[INSTRUCTIONS TO FOLLOW]:
How many lines in these records include the string "available"? Reply with that number alone.

Stored data:
□ □ □

PR #469, opened 2025-09-29
Write a SerDes lifecycle test for memory leak validation using ASan

isaurab007:
## Issue #, if available:
Right now, although ASan is integrated with our build system, there is no test for the SerDes lifecycle (initiate, encode/dispose, dispose) and multiple encode/decode iterations in the C layer. Hence, there is no way to catch memory leaks in this flow.

## Description of changes:
This PR adds these tests where it covers:

1. test_serializer_lifecycle_memory_management
2. test_deserializer_lifecycle_memory_management
3. test_full_serialization_deserialization_cycle
4. test_multiple_operations_memory_management

### DIFF
--- a/native-schema-registry/c/CMakeLists.txt
+++ b/native-schema-registry/c/CMakeLists.txt
@@ -70,6 +70,8 @@ set(TEST_TARGETS
     glue_schema_registry_error_test
     glue_schema_registry_serializer_test
     glue_schema_registry_deserializer_test
+    # There are memory leaks in graal_create_isolate. Uncomment after fixing.
+    # schema_registry_memory_leak_test
 )
 
 # Manual quality gates target (always available)
--- a/native-schema-registry/c/test/CMakeLists.txt
+++ b/native-schema-registry/c/test/CMakeLists.txt
@@ -23,6 +23,8 @@ list(
         read_only_byte_array_test
         mutable_byte_array_test
         glue_schema_registry_error_test
+        # There are memory leaks in graal_create_isolate. Uncomment after fixing.
+        # schema_registry_memory_leak_test
 )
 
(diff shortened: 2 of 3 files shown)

□ □ □

[REPLY TO THE TASK]:
2